Court Opinion

ID: 9461366
Source: CourtListenerOpinion
Date Created: 2023-08-04 22:12:47.310358+00
Date Added: 2024-06-11T17:37:01.546889
License: Public Domain

GODBOLD, Circuit Judge:
This case presents the following question: By statute a state prisoner sentenced to the penitentiary is given the option of spending his time pending appeal in the local jail or in the state penitentiary to which he has been sentenced. If he chooses the option of jail, must he be credited with his jail time in the ebmputation of time served under his sentence. We find that controlling precedent precludes credit for the jail time so served, and we reverse the District Court on that point.
On July 1, 1971, the appellee was convicted of second degree murder in an Alabama state court. He was sentenced to 30 years’ imprisonment in a state penitentiary. Evidently he failed to take an appeal immediately after his conviction and waited until October 12, 1971, before filing a pro se appeal in state court. The appeal resulted in affirmance of conviction on August 15, 1972. Rehearing was denied September 12, 1972.
From the time of his arrest, and through January 31, 1973, when he was transferred to a state penitentiary, appellee was confined at the Etowah County Jail. The state has refused to credit this 16-month period of jailhouse detention in its computation of appellee’s time served under his 30-year sentence. The state contends that its denial of credit is mandated by a constitutionally valid state statute which permits a convicted felon taking an appeal to choose between jail and prison as his place of incarceration during the pendency of the appeal. Under this scheme, the appellant can elect a “direct” or a “working” appeal. A “direct” appeal is authorized by Tit. 15 § 372, Code of Alabama, 1940, which provides for release on bail of certain felons but contains no provision for release of those whose sentence exceeds 20 years’ confinement. Persons who cannot gain release during appeal are held in county jails. Execution of sentence is suspended while the inmate is housed in jail. However, Tit. 15 § 373, Code of Alabamá, 1940, permits the appellant prisoner to waive suspension of sentence execution. Upon waiver, the inmate is transferred from jail to penitentiary, and the sentence begins to run. The taking of a working appeal does not affect the appellate process. The only difference between a working and a direct appeal involves suspension of sentence execution and locus of detention. A direct appeal may be converted to a working appeal “at any time before the transcript has been forwarded to the clerk of the appellate court”. Evidently the appellee had been advised of his right to waive direct appeal and knov/ingly elected to remain in jail under § 372.

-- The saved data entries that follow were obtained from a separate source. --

PR #3138, opened 2025-03-24
Update flaky-test.yml descriptions

orestisfl:


.github/ISSUE_TEMPLATE/flaky-test.yml
```diff
@@ -15,15 +15,15 @@ body:
     id: link
     attributes:
       label: "Link"
-      description: "Link to file/line number in GitHub."
+      description: "Link to failing Github Action"
```
romulets, line 18: Github action logs aren't kept forever, therefore linking only the gh action isn't useful for future reference. Better have both, action and file/number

*97In a pro se petition for habeas corpus filed February 1, 1974 in federal district court, appellee contended that the state’s denial of credit violated various of his federal constitutional rights. The District Court upheld this claim, relying on Robinson v. Beto, 426 F.2d 797 (CA5, 1970); and Hart v. Henderson, 449 F.2d 183 (CA5, 1971). In those cases this court found Texas and Louisiana mandatory suspension of execution statutes unconstitutional under North Carolina v. Pearce, 395 U.S. 711, 89 S.Ct. 2072, 23 L.Ed.2d 656 (1969). The District Court also relied on Hood v. Alabama, No. 73— 265 — W (N.D.Ala. June 11, 1973), in which the Alabama optional suspension of execution was found invalid under Robinson and Hart. In Hood, the state was ordered to credit jail time served during a direct appeal in the computation of total time served under sentence.

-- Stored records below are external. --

Issue #3105, opened 2025-03-17
CNVM: Clean-up old snapshots on startup


orestisfl:
**Motivation**
This came up in https://github.com/elastic/sdh-security-team/issues/1168 and in our own AWS accounts. Old snapshots that for some reason have failed to be deleted by cloudbeat during the normal cycle, persist in accounts without a purpose. We should delete older snapshots created by cloudbeat in a background job.

**Definition of done**
What needs to be completed at the end of this task
- [ ] Background cleaner is implemented
- [ ] Verify results in AWS account

**Out of scope**
Graceful shutdown https://github.com/elastic/cloudbeat/issues/1181

**Related tasks/epics**
- https://github.com/elastic/sdh-security-team/is[sues/1168
- https://github.com/elastic/cloudbeat/issues/2221
- https://github.com/elastic/cloudbeat/issues/1181
- https://github.com/elastic/cloudbeat/issues/950
- https://github.com/elastic/cloudbeat/pull/3090

oren-zohar:
is there a way to create snapshots with a defined TTL?

orestisfl:
> is there a way to create snapshots with a defined TTL?

None that I can find. Amazon Data Lifecycle Manager can automatically archive snapshots but only those created by that Manager: https://aws.amazon.com/blogs/storage/automatically-archive-amazon-ebs-snapshots-with-amazon-data-lifecycle-manager/

orestisfl:
Verified in eu-west-1 (oldest snapshot is 2 days old which is the limit).

<img width="3082" height="939" alt="Image" src="https://github.com/user-attachments/assets/eca62f47-fd0d-4f14-a868-48c0b26a2dbe" />

PR #3143, opened 2025-03-25
cnvm: Delete old snapshots on startup

orestisfl:
### Summary of your changes

Change CNVM to add a background job cleaning up old snapshots.

The logic here is:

Hart and Robinson do not control the validity of the Alabama scheme. In those cases this court looked to the requirement enunciated in North Carolina v. Pearce, 395 U.S. at 723-726, 89 S.Ct. at 2079-2081, 23 L.Ed.2d at 668-670, that the state’s appellate procedure cannot, consistent with due process, inhibit the exercise of the right of appeal. The statutes scrutinized and ultimately held invalid in Hart and Robinson automatically stayed execution of sentence during pendency of appeal. An automatic stay would necessarily require a prisoner considering an appeal to weigh the doubt of success against the certainty of extended incarceration upon denial of appeal. The natural effect of these automatic stay statutes would be to inhibit the taking of appeals.

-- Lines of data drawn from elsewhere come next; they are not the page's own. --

Issue #3081, opened 2025-03-05
CSPM GCP RAM footprint


moukoublen:
**Describe the bug**
We have records of high memory footprint (30 GB) on cloudbeat in cases where the GCP account under scan has a vast number of assets. 

Currently, GCP (and Azure) fetchers work by reading all pages of paginated responses, in memory, and then parsing and sending the assets to the channel for further processing. 

This could lead to the memory footprint being scaled linearly with the amount of scanned GCP assets. In cases that the account/project contains a vast amount of resources, the RAM footprint could peak accordingly.

A pprof run shows a big memory footprint also by the elastic event encoder, but it has not been verified whether it scales linearly with the amount of resources or it's capped.

**Preconditions**
GCP project/account with big number of resources.

**Additional context**
We should refactor the GCP fetchers to stream each page rather than wait to collect all pages when calling the gcp SDK to fetch the resources. 

We should check if there is any implication / any change in the rest steps of the mechanism to support that stream-based approach (e.g. does the rest of the mechanism expect all the resources grouped by type or it can support multiple batches per type). 

This can be done step by step (fetcher by fetcher) and test accordingly. 

To test the improvement we need a GCP account with a lot of resources **or** to mock the GCP part. 

Note: _The same pattern has been followed in Azure pagination. We can investigate Azure on a later step based on findings on GCP refactor_

orouz:
We've made some progress on this by reducing big documents size (#3216, #3249, #3240) and improving memory usage (#3152) and then provided a pre-release cloudbeat binary to the customer to test. 

the results were initially promising, [reported](https://elastic.slack.com/archives/C03U2T8B2S3/p1750325733146229) at 4x improvements for ES and 6x for cloudbeat in terms of memory. but after 2 hours, both the transform failed and the VM running cloudbeat crashed. 

the next step is to look at the diagnostics and get cloudbeat logs from the customer. 

for the transforms, we can see why they failed (chunk size too big): 

![Image](https://github.com/user-attachments/assets/b55cc6aa-7239-49f3-affc-b1315102db5e)
![Image](https://github.com/user-attachments/assets/b10ad260-1815-4538-a85b-e88d61ba9258)
![Image](https://github.com/user-attachments/assets/7c1dbf06-62cb-4a13-b991-7941dd9ddc7d)

[...]

Issue #2182, opened 2024-05-07
Use cycle-aware cache for GCP cloud metadata


orouz:
**Motivation**

we currently initiate a cache in the GCP asset inventory provider to hold cloud account metadata:
https://github.com/elastic/cloudbeat/blob/ded46cab11e3966a0f9c3f15d0edc2f96b3c7219/internal/resources/providers/gcplib/inventory/provider.go#L178

but if the project/org names changed between cycles (unlikely, but possible) we'd still get the old values. we still need the cache itself, as resources tend to have same project/org names, but we need to make sure the values are fresh. 

**Definition of done**
- [ ] make sure we get fresh values for cloud account metadata

**Related tasks/epics**
- raised in https://github.com/elastic/cloudbeat/pull/2055#discussion_r1568303037

PR #3152, opened 2025-03-30
make GCP provider work concurrently

orouz:
### Summary of your changes
WIP

### Screenshot/Data
WIP

### Related Issues
- Related: https://github.com/elastic/cloudbeat/issues/3081


internal/resources/fetching/fetchers/gcp/assets_fetcher.go
```diff
@@ -94,33 +79,31 @@ func NewGcpAssetsFetcher(_ context.Context, log *clog.Logger, ch chan fetching.R
...
-
-		for _, asset := range assets {
-			select {
-			case <-ctx.Done():
-				f.log.Infof("GcpAssetsFetcher.Fetch context err: %s", ctx.Err().Error())
+	f.log.Info("GcpAssetsFetcher.Fetch start")
+	defer f.log.Info("GcpAssetsFetcher.Fetch done")
+
+	resultsCh := make(chan *inventory.ExtendedGcpAsset)
+	go f.provider.ListAssetTypes(ctx, lo.Keys(reversedGcpAssetTypes), resultsCh)
```
orouz, line 86: instead of fetching each asset type separately, we now send a request for all asset types and get back an iterator for all of them

internal/resources/fetching/fetchers/gcp/networks_fetcher.go
orouz, line 1: this is a new fetcher for network assets, it was added to avoid an enrichment attempt we did on all assets instead of just network assets:

https://github.com/elastic/cloudbeat/blob/afdb27ccc6c636019c68407a8a3e4885e848d063/internal/resources/providers/gcplib/inventory/provider.go#L213

these assets are now fetched and enriched in their own fetcher, avoiding said attempt when fetching all other assets in `assets_fetcher`

internal/resources/providers/gcplib/inventory/provider.go
```diff
@@ -91,242 +75,327 @@ type dnsPolicyFields struct {
...
-	ListAllAssetTypesByName(ctx context.Context, assets []string) ([]*ExtendedGcpAsset, error)
-
-	// ListMonitoringAssets List all monitoring assets by project id
-	ListMonitoringAssets(ctx context.Context, monitoringAssetTypes map[string][]string) ([]*MonitoringAsset, error)
-
-	// ListLoggingAssets returns a list of logging assets grouped by project id, extended with folder and org level log sinks
-	ListLoggingAssets(ctx context.Context) ([]*LoggingAsset, error)
-
-	// ListServiceUsageAssets returns a list of service usage assets grouped by project id
-	ListServiceUsageAssets(ctx context.Context) ([]*ServiceUsageAsset, error)
```
orouz, line 111: these two were combined in `ListProjectAssets`

internal/resources/providers/gcplib/inventory/provider.go
```diff
@@ -91,242 +75,327 @@ type dnsPolicyFields struct {
...
-	p.enrichNetworkAssets(ctx, extendedAssets)
+	go p.getAllAssets(ctx, p.config.Parent, assetpb.ContentType_RESOURCE, assetTypes, resourceCh)
+	go p.getAllAssets(ctx, p.config.Parent, assetpb.ContentType_IAM_POLICY, assetTypes, policyCh)
+	go p.mergeAssets(ctx, mergeCh, resourceCh, policyCh)
+	go p.enrichAssets(ctx, mergeCh, enrichCh)
 
-	return extendedAssets, nil
+	for asset := range enrichCh {
+		out <- asset
+	}
```
orouz, line 146: this method is used by the main fetcher (`assets_fetcher`) and the way it works is that we start fetching resources and then merge them by name. the merging process sends assets to the enrichment channel if: 1) an asset has a resource and a policy, or 2) an asset has either a resource or a policy, and the other channel is closed, so we don't need to wait for merging with the other content type

after an asset is enriched it's sent to the out channel which is received in the fetcher and passed to the `resourceCh` to start the relevant flavor (cspm/assets inventory) pipeline

internal/resources/providers/gcplib/inventory/provider.go
```diff
@@ -91,242 +75,327 @@ type dnsPolicyFields struct {
...
 }
 
-// ListMonitoringAssets returns a list of monitoring assets grouped by project id
-func (p *Provider) ListMonitoringAssets(ctx context.Context, monitoringAssetTypes map[string][]string) ([]*MonitoringAsset, error) {
-	logMetrics, err := p.ListAllAssetTypesByName(ctx, monitoringAssetTypes["LogMetric"])
-	if err != nil {
-		return nil, err
+func (p *Provider) ListMonitoringAssets(ctx context.Context, out chan<- *MonitoringAsset) {
```
orouz, line 149: this method used to fetch all resources and policies for 2 asset types, then group them by project, and once all assets are grouped, return a slice with all groups

it now does the same thing, but sends each group once it's ready, instead of waiting for all of them to be ready. also, only resources are fetched (no policies, as CIS rules don't require it. not all these asset types necessarily have a policy, but trying to fetch them was redundant)

internal/resources/providers/gcplib/inventory/provider.go
```diff
@@ -91,242 +75,327 @@ type dnsPolicyFields struct {
...
+			CloudAccount: logAssets[0].CloudAccount,
+		}
 	}
+}
 
-	alertPolicies, err := p.ListAllAssetTypesByName(ctx, monitoringAssetTypes["AlertPolicy"])
-	if err != nil {
-		return nil, err
-	}
+func (p *Provider) ListProjectsAncestorsPolicies(ctx context.Context, out chan<- *ProjectPoliciesAsset) {
```
orouz, line 189: this used to send a slice of items that each represent a group of assets of the same project. it now does the same, but sends each group separately so we don't wait for all of them.

internal/resources/providers/gcplib/inventory/provider.go
```diff
@@ -91,242 +75,327 @@ type dnsPolicyFields struct {
...
+			CloudAccount: asset.CloudAccount,
+			Policies:     append([]*ExtendedGcpAsset{asset}, p.getAssetAncestorsPolicies(ctx, asset.Ancestors[1:], policiesCache)...),
 		}
 	}
+}
 
-	var assets []*ExtendedGcpAsset
-	assets = append(append(assets, logMetrics...), alertPolicies...)
-	monitoringAssets := getAssetsByProject[MonitoringAsset](assets, p.log, typeGenerator)
+func (p *Provider) ListProjectAssets(ctx context.Context, assetTypes []string, out chan<- *ProjectAssets) {
```
orouz, line 207: this function now handles the same thing `ListLoggingAssets` and `ListServiceUsageAssets` used to. they both used to fetch both resource and policy for some asset types, group them all by project and send a slice with each group.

The Alabama scheme is, on its face, dissimilar from the Louisiana and Texas automatic suspension statutes. In Alabama stay of sentence execution is avoidable, and avoidance results in no adverse effect to the prisoner taking appeal. Appellee has not contended that despite facial fairness the Alabama statutes in fact operate to curb the taking of appeals. In the absence of such a contention and supportive evidence of a “chilling” effect, we find the Alabama optional stay of sentence scheme fulfills the due process requirements of Pearce.
Appellee also argues that Pearce’s finding that the double jeopardy clause precludes multiple punishments for a single offense compels us to order credit for the jail time served. This contention is foreclosed by Dimmick v. Tompkins, 194 U.S. 540, 24 S.Ct. 780, 48 L.Ed. 1110 (1904), a case in which the Court denied credit under circumstances similar' to those in the instant case. Dimmick has not been limited by Pearce or by any other subsequent Supreme Court decision. Its vitality was recently recognized by this court in Allen v. Henderson, 434 F.2d 26, 29 (CA5, 1970).
In Dimmick, the petitioner had been sentenced to two years’ imprisonment at hard labor for a federal offense. He took an appeal and arranged to be housed during the 18-month period of appeal in a county jail rather than the penitentiary to which he had been sentenced. When the appeal was decided against him, he was transferred to the penitentiary. Credit for the 18-month period was denied him, and he sought judicial review. Ultimately the Supreme Court held that he was not entitled to credit. The Court noted that Dimmick’s sentence specified “imprisonment in prison” and that he had arranged for detention in jail during the pendency of the appeal. Under these circumstances jail time was not time served “under the judgment” but rather was “owing to [Dimmick’s] efforts to obtain a review and reversal of the judgment”. 194 U.S. at 547, 24 S.Ct. at 781, 48 L.Ed. at 1113. The inmate had himself obtained the stay of sentence execution. The Court would not allow him to “take advantage of his own action . [and] thereby shorten the term of imprisonment in the state prison To hold otherwise would be inconsistent with the general principle that a person shall not be permitted to take advantage of any act of another which was committed upon his own request, or was caused *98by his own conduct.” 194 U.S. at 549, 24 S.Ct. at 782, 48 L.Ed. at 1114.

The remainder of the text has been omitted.